(Stored items from a collection)
· · · · ·
PR #787, opened 2024-10-04
[Demo] Add lollipop chart to visual-vocabulary

yonkmanjl:
## Description
Adds lollipop chart example to visual vocabulary.

Resolves #710 .

## Screenshot
image

## Notice

- [x] I acknowledge and agree that, by checking this box and clicking "Submit Pull Request":

  - I submit this contribution under the [Apache 2.0 license](https://www.apache.org/licenses/LICENSE-2.0.txt) and represent that I am entitled to do so on behalf of myself, my employer, or relevant third parties, as applicable.
  - I certify that (a) this contribution is my original creation and / or (b) to the extent it is not my original creation, I am authorized to submit this contribution on behalf of the original creator(s) or their licensees.
  - I certify that the use of this contribution as authorized by the Apache 2.0 license does not violate the intellectual property rights of anyone else.
  - I have not referenced individuals, products or companies in any commits, directly or indirectly.
  - I have not added data or restricted code in any commits, directly or indirectly.

PR #874, opened 2024-11-14
[Demo] Add lollipop chart to ViViVo

huong-li-nguyen:
## Description
Based on https://github.com/mckinsey/vizro/pull/787 - thank you again [yonkmanjl](https://github.com/yonkmanjl)! ⭐ 

- Adds refactored code for lollipop chart based on `px.scatter`

## Notice


vizro-core/examples/scratch_dev/app.py
```diff
@@ -1,45 +1,59 @@
...
-            "Pies",
-        ],
-        "Profit Ratio": [-0.10, -0.15, -0.05, 0.10, 0.05, 0.20, 0.15, -0.08, 0.08, -0.12, 0.02, -0.07],
-    }
-)
+from vizro.models.types import capture
+
+
+@capture("graph")
+def lollipop(data_frame: pd.DataFrame, x: str, y: str):
```
huong-li-nguyen, line 12: Old code for reference

vizro-core/examples/visual-vocabulary/custom_charts.py
```diff
@@ -304,3 +304,53 @@ def diverging_stacked_bar(data_frame: pd.DataFrame, **kwargs) -> go.Figure:
...
+                mode="lines",
+            )
+        )
+
+    fig.update_traces(marker_size=12, line_width=3, line_color=fig.layout.template.layout.colorway[0])
+    fig.update_layout(showlegend=False)
+
+    # These are use-case specific layout updates. Normally not suitable for a chart inside vizro.charts, as these
+    # depend on the data context.
+    fig.update_layout(yaxis_title="")
```
huong-li-nguyen, line 355: This would e.g. not live inside a chart function inside `vizro.charts` but it's something I would like to add to the visual-vocabulary to follow data viz best practices

vizro-core/examples/visual-vocabulary/custom_charts.py
```diff
@@ -304,3 +304,53 @@ def diverging_stacked_bar(data_frame: pd.DataFrame, **kwargs) -> go.Figure:
...
+    # with both numeric columns. Should we introduce this ourselves? Does this have to be part of this example
+    # or can we hard-code for the visual-vocabulary?
+    for i in range(len(data_frame)):
+        fig.add_trace(
+            go.Scatter(
+                x=[0, x_array[i]],
+                y=[y_array[i], y_array[i]],
+                mode="lines",
+            )
+        )
```
huong-li-nguyen, line 348: This would have to be done more flexibly for any chart inside `vizro.charts`, but even then I am wondering how one could do it? We probably would have to introduce an `orientation` argument ourselves, as it's impossible to know beforehand what the user puts as x and y and which orientation they might want. 

However, for the visual-vocabulary example, hard-coding is fine for me. WDYT?

vizro-core/examples/visual-vocabulary/custom_charts.py
```diff
@@ -304,3 +304,53 @@ def diverging_stacked_bar(data_frame: pd.DataFrame, **kwargs) -> go.Figure:
...
+    Args:
+        data_frame: DataFrame for the chart. Can be long form or wide form.
+            See https://plotly.com/python/wide-form/.
+        **kwargs: Keyword arguments to pass into px.scatter (e.g. x, y, labels).
+            See https://plotly.com/python-api-reference/generated/plotly.scatter.html.
+
+    Returns:
+        go.Figure: Lollipop chart.
+    """
+    # Should we allow keyword arguments (kwargs) in this context, given the presence of multiple traces?
```
huong-li-nguyen, line 327: @antonymilne - I am still a bit torn which code we should display in the visual-vocabulary here and what the requirements should be. I still prefer any code that can be easily adapted + follows data viz best practices. 

This sometimes interferes with the requirements we might have for any chart that should live in `vizro.charts` as already discussed. I have a couple of open questions here, which we can discuss here or offline.

vizro-core/examples/visual-vocabulary/custom_charts.py
```diff
@@ -310,3 +310,45 @@ def diverging_stacked_bar(data_frame: pd.DataFrame, **kwargs) -> go.Figure:
...
+        **kwargs: Keyword arguments to pass into px.scatter (e.g. x, y, labels).
+            See https://plotly.com/python-api-reference/generated/plotly.scatter.html.
+
+    Returns:
+        go.Figure: Lollipop chart.
+    """
+    # Unlike the column_and_line chart, where all traces hold equal significance, here the traces differ in importance.
+    # The primary scatter plot is the main trace, while the additional traces merely serve as connecting lines.
+    # Therefore, should we apply the kwargs solely to the main scatter plot, as illustrated below?
+    fig = px.scatter(data_frame, **kwargs)
```
huong-li-nguyen, line 336: One question: In this case, there is one main scatter trace and several subsidiary scatter traces that only add lines. I assume in this case, we only add `kwargs` to the main trace and we don't enable the the `kwargs` for the subsidiary scatter traces?

vizro-core/examples/visual-vocabulary/custom_charts.py
```diff
@@ -310,3 +310,59 @@ def diverging_stacked_bar(data_frame: pd.DataFrame, **kwargs) -> go.Figure:
...
+        xaxis_showgrid = False
+
+    fig.update_traces(
+        marker_size=12,
+        line_width=3,
+        line_color=fig.layout.template.layout.colorway[0],
+    )
+
+    fig.update_layout(
+        showlegend=False, yaxis_showgrid=yaxis_showgrid, xaxis_showgrid=xaxis_showgrid, yaxis_rangemode="tozero"
```
huong-li-nguyen, line 366: I'm wondering if we should generally include layout customizations that optimize a given chart but might not be applicable depending on the data. For instance, setting `yaxis_rangemode="tozero"` works well for positive data as it removes the gap between the x-axis zeroline and the start of the y-axis, but it's not suitable for negative data.

Additionally, I've just realized that our chart code might not be dynamic enough to handle negative data. Specifically, the calculation code from lines `343-350` does not account for negative values. This might also be the case with other charts, which led me to the question: Does it have to? What's our minimum requirement? 

Personally, I see the visual-vocabulary as a guide for best practices in data visualization. I don't mind if some aspects are a bit hard-coded, as it's meant to be a starting code snippet that users can extend. WDYT?

vizro-core/examples/visual-vocabulary/custom_charts.py
```diff
@@ -310,3 +310,59 @@ def diverging_stacked_bar(data_frame: pd.DataFrame, **kwargs) -> go.Figure:
...
+                mode="lines",
+            )
+        )
+
+    if orientation == "h":
+        yaxis_showgrid = False
+        xaxis_showgrid = True
+    else:
+        yaxis_showgrid = True
+        xaxis_showgrid = False
```
petar-qb, line 357: I can't remember do we aim for the optimised code or for the readability in vivivo examples? However, there is a half-optimised suggestion.

For the further optimisation we can calculate `x_coords` and `y_coords` with the `x_or_y` technique that's used within many other vivivo examples. (I like "vivivo" abbreviation 😄)

(If you accept the suggestion, apply the same changes in the `examples/lollipop.py` too)

```suggestion
    # Enable for both orientations
    is_horizontal = fig.data[0].orientation == "h"

    x_coords = [[0, x] if is_horizontal else [x, x] for x in fig.data[0]["x"]]
    y_coords = [[y, y] if is_horizontal else [0, y] for y in fig.data[0]["y"]]

    for x, y in zip(x_coords, y_coords):
        fig.add_trace(go.Scatter(x=x, y=y, mode="lines"))

    xaxis_showgrid = is_horizontal
    yaxis_showgrid = not is_horizontal
```

vizro-core/examples/visual-vocabulary/README.md
```diff
@@ -70,7 +70,7 @@ The dashboard is still in development. Below is an overview of the chart types f
...
 | Line                  | ✅     | Time                     | [Line plot with px](https://plotly.com/python/line-charts/)                                                                     | [px.line](https://plotly.com/python-api-reference/generated/plotly.express.line)                                                                                                                |
-| Lollipop              | ❌     | Ranking, Magnitude       |                                                                                                                                 |                                                                                                                                                                                                 |
+| Lollipop              | ✅     | Ranking, Magnitude       | [Lollipop & Dumbbell Charts with Plotly](https://towardsdatascience.com/lollipop-dumbbell-charts-with-plotly-696039d5f85)       | [px.scatter](https://plotly.com/python-api-reference/generated/plotly.express.scatter)                                                                                                          |
```
petar-qb, line 73: Do you think we should reference Medium articles that are available only for the Medium subscribed users? I think users have to pay to read the entire article.

vizro-core/examples/visual-vocabulary/custom_charts.py
```diff
@@ -310,3 +310,59 @@ def diverging_stacked_bar(data_frame: pd.DataFrame, **kwargs) -> go.Figure:
...
+
+
+@capture("graph")
+def lollipop(data_frame: pd.DataFrame, **kwargs):
+    """Creates a lollipop based on px.scatter.
+
+    A lollipop chart is a variation of a bar chart where each data point is represented by a line and a dot at the end
+    to mark the value.
+
+    Inspired by: https://community.plotly.com/t/how-to-make-dumbbell-plots-in-plotly-python/47762
```
petar-qb, line 322: It's a bit weird to me that the `bar` and the `dumbbell` charts referenced, but the `scatter` is used as the "main" chart. Ignore this comment if you disagree 😄

vizro-core/examples/visual-vocabulary/custom_charts.py
petar-qb: >  I assume in this case, we only add kwargs to the main trace and we don't enable the the kwargs for the subsidiary scatter traces?

I think this is totally correct 👍.

vizro-core/examples/scratch_dev/app.py
petar-qb: The new code is much better 🥇

vizro-core/examples/visual-vocabulary/custom_charts.py
huong-li-nguyen: Ah this is great, thanks! ⭐

vizro-core/examples/visual-vocabulary/README.md
huong-li-nguyen: Good question! 

In this case, yes - I think it's fine. This section is primarily to give credit to where the original code came from. For users, our optimized and refactored code snippet is the main one to use. So as long as they can access that, it's fine 👍 

If there are public articles out, that provide the same content, of course we can also prefer these, but in the lollipop example the public available ones did not use the code I used in the end. They use shapes, which I thought was a bit more difficult to understand. So the inspiration for this lollipop code is really coming from the medium article.

vizro-core/examples/visual-vocabulary/custom_charts.py
huong-li-nguyen: The dumbbell reference is wrong! Let me quickly update that 😄 But other than that, I think it's not weird, because you can draw lines and dots with the scatter chart :) And the lollipop is essentially a bar chart alternative.

vizro-core/examples/visual-vocabulary/custom_charts.py
antonymilne: In this particular case I actually think negative values work fine already.

The general point is definitely a good one and I largely agree with what you say here. My ultimate ideal vision would be something like:
* `vizro.charts`:
    * mimics plotly express as much as possible with maybe some small tweaks to formatting. But e.g. doesn't fully declutter unless it's really essential for that sort of chart (like sparkline)
    * as general as possible in handling wide/long form data etc., orientation and common plotly express arguments but it's a best effort attempt so we get maximum value for minimum effort - no need to make it handle absolutely everything
* visual vocabulary:
    * more opinionated, shows best practices
    * can include further modification to vizro.charts e.g. to remove a legend or add `%` label to axes

The question for me is how much effort we should put into achieve this vision and what it's priority should be. e.g. should we just do `vizro.charts` now? It's effort in terms of documentation, tests, etc. for little proven value so not sure it's high priority tbh. But maybe we could do an MVP version that doesn't take too long and is very little effort. Personally I'd still put that below several other things on our roadmap though, but let's see what others think. We should talk to @maxschulz-COL about this in particular.

vizro-core/examples/visual-vocabulary/pages/examples/lollipop.py
```diff
@@ -0,0 +1,40 @@
...
+    )
+
+    fig.update_layout(
+        showlegend=False, yaxis_showgrid=yaxis_showgrid, xaxis_showgrid=xaxis_showgrid, yaxis_rangemode="tozero"
+    )
+    return fig
+
+
+fig = lollipop(
+    data_frame=gapminder.query("year == 2007 and gdpPercap > 36000").sort_values("gdpPercap"),
```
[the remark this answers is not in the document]
huong-li-nguyen: Ah, I didn't catch that this was the new order now. Will keep that in mind 👍

vizro-core/examples/visual-vocabulary/pages/examples/lollipop.py
```diff
@@ -0,0 +1,40 @@
+import pandas as pd
+import plotly.express as px
+import plotly.graph_objects as go
+from vizro.models.types import capture
+
+gapminder = px.data.gapminder()
+
+
+@capture("graph")
+def lollipop(data_frame: pd.DataFrame, **kwargs):
```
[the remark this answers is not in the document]
huong-li-nguyen: I'll take it 😄 I think we are already at a point where parts are harder to understand, but I think it's fine

vizro-core/examples/visual-vocabulary/custom_charts.py
huong-li-nguyen: Let's discuss it on Wednesday, but I briefly discussed it with J. already, and I think there is no need to work on this anytime soon. I am currently also not in strong favor of actually implementing it, but that's a separate question.

petar-qb (approved):
This looks good to go! 🎨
· · · · ·
What you have to do> A complete answer reproduces every line of the records in which the word "only" occurs.

Solution for this exercise>
huong-li-nguyen, line 336: One question: In this case, there is one main scatter trace and several subsidiary scatter traces that only add lines. I assume in this case, we only add `kwargs` to the main trace and we don't enable the the `kwargs` for the subsidiary scatter traces?
petar-qb, line 73: Do you think we should reference Medium articles that are available only for the Medium subscribed users? I think users have to pay to read the entire article.
petar-qb: >  I assume in this case, we only add kwargs to the main trace and we don't enable the the kwargs for the subsidiary scatter traces?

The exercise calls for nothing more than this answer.